Creeds and stories

August 22, 2018

Isaac Smith was going to write some­thing about creeds:

I had been kick­ing around writ­ing some­thing on the uses and abus­es of creeds in the Quak­er tra­di­tion, but then I dis­cov­ered that Ben Wood had writ­ten a fair­ly defin­i­tive ver­sion of that essay already. So read that instead.

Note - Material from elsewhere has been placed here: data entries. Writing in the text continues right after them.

PR #7324, opened 2024-11-17
docs(website): Link to specific ref when generating website docs

nrayburn-tech:
Currently the website links to main which is subject to change without an update to the website.  This updates the website to link to the specific commit that was used when the website was published.

Feel free to cleanup anything in this PR.

### DIFF
--- a/justfile
+++ b/justfile
@@ -207,6 +207,6 @@ clone-submodule dir url sha:
   cd {{dir}} ; git fetch --depth=1 origin {{sha}} ; git reset --hard {{sha}}
 
 website path:
-  cargo run -p website -- linter-rules --table {{path}}/src/docs/guide/usage/linter/generated-rules.md --rule-docs {{path}}/src/docs/guide/usage/linter/rules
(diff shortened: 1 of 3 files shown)


justfile
```diff
@@ -207,6 +207,6 @@ clone-submodule dir url sha:
   cd {{dir}} ; git fetch --depth=1 origin {{sha}} ; git reset --hard {{sha}}
 
 website path:
-  cargo run -p website -- linter-rules --table {{path}}/src/docs/guide/usage/linter/generated-rules.md --rule-docs {{path}}/src/docs/guide/usage/linter/rules
+  cargo run -p website -- linter-rules --table {{path}}/src/docs/guide/usage/linter/generated-rules.md --rule-docs {{path}}/src/docs/guide/usage/linter/rules --git-ref $(git rev-parse HEAD)
```
nrayburn-tech, line 210: Using `$(...)` probably breaks Windows compatibility here.  I'm not sure of an alternative other than separating based on OS like `clone-submodule` does.

nrayburn-tech, line 210: This uses a commit hash, but tags and branches are also supported here.  Might be worth using a tag for the website releases, but default to a commit hash for development.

Ben’s 2016 piece on Quak­ers and creeds is def­i­nite­ly worth a read. I checked my records and I must have missed it at the time, so I’ll share it now. He goes deep into the kinds of creeds that Penn and Bar­clay gave in their writ­ings but also what the ear­li­er Chris­t­ian creed-makers were com­ing from. He also comes to today. Here’s a taste:

we can­not be creed-makers before we are story-preservers and story-tellers. We can­not hope to resolve dif­fer­ences unless and until we dig down into our own Quak­er sto­ry; unless we come to terms with its pow­er and impli­ca­tions. At least part of our sense of spir­i­tu­al malaise is a ret­i­cence to engage with the depth of the Quak­er tale. Part­ly that ret­i­cence is about a lack of teach­ing min­istry among Friends. We haven’t giv­en each oth­er the tools to become skill­ful read­ers of our own nar­ra­tive. We have assumed that peo­ple can just ‘pick this stuff up’ through a mys­te­ri­ous process of osmo­sis. This has led to a frag­men­ta­tion of under­stand­ing about the mean­ing and impli­ca­tions of Quak­er grammar.

In my world, talk of creeds has sprung up recent­ly fol­low­ing the Quak­er­S­peak video of Arthur Larrabee’s nine core prin­ci­ples of unpro­grammed Friends. His prin­ci­ples seem fair­ly descrip­tive of main­stream Lib­er­al Friends to me, but pre­dictably enough the video’s com­ments have peo­ple wor­ried about any for­mu­la­tion: “Espous­ing core beliefs — no mat­ter how well inten­tioned — risks intro­duc­ing a creed.” One of my pet the­o­ries is that the mid-century truce over the­ol­o­gy talk that helped Quak­er branch­es reunite (at least on the U.S. East Coast) has stopped working.